• _Task statement_
Search through the entries for the word "cancelling" and copy every line that has it.

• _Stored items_
══════════════════════════════

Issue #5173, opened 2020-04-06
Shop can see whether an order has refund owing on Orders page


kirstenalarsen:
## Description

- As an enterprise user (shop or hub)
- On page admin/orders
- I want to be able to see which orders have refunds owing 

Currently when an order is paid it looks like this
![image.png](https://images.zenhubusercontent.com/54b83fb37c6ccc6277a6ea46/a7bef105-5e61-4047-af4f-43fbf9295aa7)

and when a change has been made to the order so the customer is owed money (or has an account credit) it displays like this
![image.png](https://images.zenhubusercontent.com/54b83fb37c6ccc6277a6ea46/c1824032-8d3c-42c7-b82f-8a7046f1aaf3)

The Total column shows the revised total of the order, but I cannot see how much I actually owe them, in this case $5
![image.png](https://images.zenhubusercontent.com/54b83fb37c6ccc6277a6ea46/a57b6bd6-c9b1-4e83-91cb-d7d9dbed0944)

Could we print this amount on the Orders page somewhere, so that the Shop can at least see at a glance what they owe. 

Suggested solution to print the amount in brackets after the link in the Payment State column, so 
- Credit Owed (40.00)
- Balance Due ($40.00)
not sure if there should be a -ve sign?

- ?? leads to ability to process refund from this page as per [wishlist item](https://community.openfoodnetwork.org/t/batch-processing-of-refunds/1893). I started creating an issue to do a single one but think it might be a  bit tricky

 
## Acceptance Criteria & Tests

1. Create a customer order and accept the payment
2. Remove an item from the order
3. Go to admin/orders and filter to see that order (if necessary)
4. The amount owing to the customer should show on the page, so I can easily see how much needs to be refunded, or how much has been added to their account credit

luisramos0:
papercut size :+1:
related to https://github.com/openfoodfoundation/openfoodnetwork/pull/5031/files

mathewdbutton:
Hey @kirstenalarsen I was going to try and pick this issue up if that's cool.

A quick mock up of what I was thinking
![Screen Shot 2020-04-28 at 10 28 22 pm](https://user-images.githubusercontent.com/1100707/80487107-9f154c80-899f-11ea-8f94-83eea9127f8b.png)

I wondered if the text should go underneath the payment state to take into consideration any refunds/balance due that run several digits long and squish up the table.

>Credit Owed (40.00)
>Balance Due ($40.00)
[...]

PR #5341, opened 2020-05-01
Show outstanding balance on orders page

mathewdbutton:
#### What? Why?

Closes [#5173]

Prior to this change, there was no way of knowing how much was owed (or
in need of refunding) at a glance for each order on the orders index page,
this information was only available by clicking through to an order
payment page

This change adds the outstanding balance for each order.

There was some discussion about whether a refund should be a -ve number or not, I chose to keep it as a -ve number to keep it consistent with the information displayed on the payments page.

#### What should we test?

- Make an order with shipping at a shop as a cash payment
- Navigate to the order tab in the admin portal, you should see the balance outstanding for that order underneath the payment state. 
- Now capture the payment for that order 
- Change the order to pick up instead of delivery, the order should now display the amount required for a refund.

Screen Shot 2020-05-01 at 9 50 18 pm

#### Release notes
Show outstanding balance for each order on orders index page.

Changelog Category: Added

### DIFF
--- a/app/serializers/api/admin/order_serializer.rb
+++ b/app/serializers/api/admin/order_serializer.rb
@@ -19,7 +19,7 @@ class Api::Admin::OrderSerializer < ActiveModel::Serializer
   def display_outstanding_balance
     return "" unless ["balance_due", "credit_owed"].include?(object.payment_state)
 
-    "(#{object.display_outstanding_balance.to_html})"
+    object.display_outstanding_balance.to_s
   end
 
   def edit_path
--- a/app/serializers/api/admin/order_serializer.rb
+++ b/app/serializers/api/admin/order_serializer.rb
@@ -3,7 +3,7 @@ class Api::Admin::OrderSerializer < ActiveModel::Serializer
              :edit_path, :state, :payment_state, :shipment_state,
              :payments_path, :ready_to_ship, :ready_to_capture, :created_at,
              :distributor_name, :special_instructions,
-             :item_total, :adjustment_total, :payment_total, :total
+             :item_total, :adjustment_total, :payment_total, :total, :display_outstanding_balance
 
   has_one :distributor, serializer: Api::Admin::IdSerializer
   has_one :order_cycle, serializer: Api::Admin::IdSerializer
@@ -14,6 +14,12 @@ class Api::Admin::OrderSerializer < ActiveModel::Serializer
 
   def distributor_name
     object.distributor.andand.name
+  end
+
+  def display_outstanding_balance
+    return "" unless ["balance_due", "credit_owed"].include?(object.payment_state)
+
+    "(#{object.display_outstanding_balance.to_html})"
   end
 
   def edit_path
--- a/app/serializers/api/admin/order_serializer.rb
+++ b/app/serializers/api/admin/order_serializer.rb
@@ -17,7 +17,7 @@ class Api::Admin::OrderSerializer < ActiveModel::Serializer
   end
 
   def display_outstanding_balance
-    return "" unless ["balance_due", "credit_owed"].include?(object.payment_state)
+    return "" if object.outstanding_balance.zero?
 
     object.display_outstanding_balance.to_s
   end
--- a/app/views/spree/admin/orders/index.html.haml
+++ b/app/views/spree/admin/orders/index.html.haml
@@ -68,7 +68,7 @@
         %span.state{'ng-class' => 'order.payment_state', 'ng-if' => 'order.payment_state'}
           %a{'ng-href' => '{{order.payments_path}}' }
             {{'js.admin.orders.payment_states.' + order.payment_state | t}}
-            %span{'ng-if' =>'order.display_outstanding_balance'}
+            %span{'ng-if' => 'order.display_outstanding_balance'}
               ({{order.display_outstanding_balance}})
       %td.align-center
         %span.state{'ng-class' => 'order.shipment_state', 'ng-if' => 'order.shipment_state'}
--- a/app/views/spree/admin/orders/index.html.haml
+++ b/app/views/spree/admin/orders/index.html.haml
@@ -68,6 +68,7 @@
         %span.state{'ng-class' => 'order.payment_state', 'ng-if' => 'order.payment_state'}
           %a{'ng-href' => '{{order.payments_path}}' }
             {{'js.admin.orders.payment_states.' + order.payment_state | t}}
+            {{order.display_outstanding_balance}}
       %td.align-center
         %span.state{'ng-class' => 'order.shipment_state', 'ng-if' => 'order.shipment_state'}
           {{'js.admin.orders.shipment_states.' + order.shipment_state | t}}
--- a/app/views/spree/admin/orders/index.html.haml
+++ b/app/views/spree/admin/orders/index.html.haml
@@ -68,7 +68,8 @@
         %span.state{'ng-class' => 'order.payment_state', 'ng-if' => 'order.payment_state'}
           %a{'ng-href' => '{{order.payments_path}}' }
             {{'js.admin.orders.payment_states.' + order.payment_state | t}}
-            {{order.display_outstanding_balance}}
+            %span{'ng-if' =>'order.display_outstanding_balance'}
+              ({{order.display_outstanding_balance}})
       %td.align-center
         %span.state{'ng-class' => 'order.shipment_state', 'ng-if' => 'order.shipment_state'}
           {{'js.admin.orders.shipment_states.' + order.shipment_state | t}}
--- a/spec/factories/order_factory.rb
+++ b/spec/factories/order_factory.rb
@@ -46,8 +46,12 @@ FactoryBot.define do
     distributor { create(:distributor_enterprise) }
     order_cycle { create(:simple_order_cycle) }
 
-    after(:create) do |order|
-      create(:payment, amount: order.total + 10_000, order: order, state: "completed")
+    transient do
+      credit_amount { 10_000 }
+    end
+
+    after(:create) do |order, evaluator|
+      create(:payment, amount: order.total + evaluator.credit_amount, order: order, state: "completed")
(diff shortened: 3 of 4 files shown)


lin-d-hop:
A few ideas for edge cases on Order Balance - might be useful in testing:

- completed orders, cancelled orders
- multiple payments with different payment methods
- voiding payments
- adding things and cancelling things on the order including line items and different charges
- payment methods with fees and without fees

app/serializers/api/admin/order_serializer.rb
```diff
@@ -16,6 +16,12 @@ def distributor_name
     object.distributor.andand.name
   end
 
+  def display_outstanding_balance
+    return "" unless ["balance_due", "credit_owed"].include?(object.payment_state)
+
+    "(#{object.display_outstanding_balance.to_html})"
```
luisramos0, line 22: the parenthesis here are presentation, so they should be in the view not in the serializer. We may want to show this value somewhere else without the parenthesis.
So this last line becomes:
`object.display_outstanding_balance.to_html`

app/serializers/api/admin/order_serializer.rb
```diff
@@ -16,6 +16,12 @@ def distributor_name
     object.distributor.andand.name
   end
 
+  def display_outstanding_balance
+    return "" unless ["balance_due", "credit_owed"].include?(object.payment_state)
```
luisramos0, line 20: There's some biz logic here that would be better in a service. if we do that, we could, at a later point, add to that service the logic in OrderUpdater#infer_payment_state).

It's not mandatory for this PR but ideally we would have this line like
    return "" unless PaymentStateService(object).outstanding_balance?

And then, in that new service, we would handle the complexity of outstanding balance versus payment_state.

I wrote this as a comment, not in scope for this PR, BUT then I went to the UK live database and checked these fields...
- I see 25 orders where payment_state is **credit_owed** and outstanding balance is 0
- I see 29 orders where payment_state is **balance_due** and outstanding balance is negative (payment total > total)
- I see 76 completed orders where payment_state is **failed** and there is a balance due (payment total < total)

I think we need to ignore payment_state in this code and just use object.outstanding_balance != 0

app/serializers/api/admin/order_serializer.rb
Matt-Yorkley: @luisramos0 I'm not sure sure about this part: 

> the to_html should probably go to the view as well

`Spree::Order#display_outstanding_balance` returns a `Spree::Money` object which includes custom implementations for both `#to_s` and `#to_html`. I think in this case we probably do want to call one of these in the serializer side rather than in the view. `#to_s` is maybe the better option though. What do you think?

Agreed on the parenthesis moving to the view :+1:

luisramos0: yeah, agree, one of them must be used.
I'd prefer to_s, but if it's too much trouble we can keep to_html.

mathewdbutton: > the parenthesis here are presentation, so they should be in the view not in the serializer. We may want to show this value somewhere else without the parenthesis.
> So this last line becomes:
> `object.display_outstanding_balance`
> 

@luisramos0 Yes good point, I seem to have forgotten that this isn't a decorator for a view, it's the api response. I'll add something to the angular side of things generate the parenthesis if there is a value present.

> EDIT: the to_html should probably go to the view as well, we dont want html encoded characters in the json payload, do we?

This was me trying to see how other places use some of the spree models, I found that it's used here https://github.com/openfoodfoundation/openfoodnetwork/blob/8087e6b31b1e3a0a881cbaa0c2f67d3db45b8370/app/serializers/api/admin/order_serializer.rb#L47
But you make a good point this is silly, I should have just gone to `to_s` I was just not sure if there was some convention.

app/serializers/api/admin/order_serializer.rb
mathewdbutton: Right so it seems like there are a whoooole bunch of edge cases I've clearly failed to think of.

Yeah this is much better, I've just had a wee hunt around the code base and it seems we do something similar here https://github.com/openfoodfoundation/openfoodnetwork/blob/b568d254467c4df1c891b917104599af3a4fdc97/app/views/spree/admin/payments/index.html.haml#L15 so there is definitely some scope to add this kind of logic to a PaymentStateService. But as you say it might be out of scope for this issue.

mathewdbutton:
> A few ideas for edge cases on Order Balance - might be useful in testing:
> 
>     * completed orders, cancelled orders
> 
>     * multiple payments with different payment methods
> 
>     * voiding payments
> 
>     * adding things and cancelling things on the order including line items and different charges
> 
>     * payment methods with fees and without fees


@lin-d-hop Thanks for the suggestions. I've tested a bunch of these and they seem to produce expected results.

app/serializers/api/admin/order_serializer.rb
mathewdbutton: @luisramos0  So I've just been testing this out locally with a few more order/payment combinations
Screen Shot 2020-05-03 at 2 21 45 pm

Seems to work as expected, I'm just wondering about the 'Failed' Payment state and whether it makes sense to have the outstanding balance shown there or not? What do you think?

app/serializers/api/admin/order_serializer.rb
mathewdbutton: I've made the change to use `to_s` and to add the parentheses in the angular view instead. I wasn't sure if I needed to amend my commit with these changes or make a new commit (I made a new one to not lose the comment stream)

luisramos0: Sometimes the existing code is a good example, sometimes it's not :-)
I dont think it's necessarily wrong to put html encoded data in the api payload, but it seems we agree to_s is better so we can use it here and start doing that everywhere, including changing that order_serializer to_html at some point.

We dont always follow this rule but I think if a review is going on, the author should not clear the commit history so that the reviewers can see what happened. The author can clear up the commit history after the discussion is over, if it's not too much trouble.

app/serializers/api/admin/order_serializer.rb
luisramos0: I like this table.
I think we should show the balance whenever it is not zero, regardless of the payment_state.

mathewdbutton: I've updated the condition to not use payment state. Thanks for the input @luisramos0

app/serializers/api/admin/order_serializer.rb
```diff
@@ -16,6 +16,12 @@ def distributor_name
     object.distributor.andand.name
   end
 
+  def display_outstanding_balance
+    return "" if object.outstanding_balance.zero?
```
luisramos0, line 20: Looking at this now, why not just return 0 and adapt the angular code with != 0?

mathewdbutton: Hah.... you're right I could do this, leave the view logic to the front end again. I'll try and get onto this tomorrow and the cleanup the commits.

══════════════════════════════

• _Exercise solution_
- adding things and cancelling things on the order including line items and different charges
>     * adding things and cancelling things on the order including line items and different charges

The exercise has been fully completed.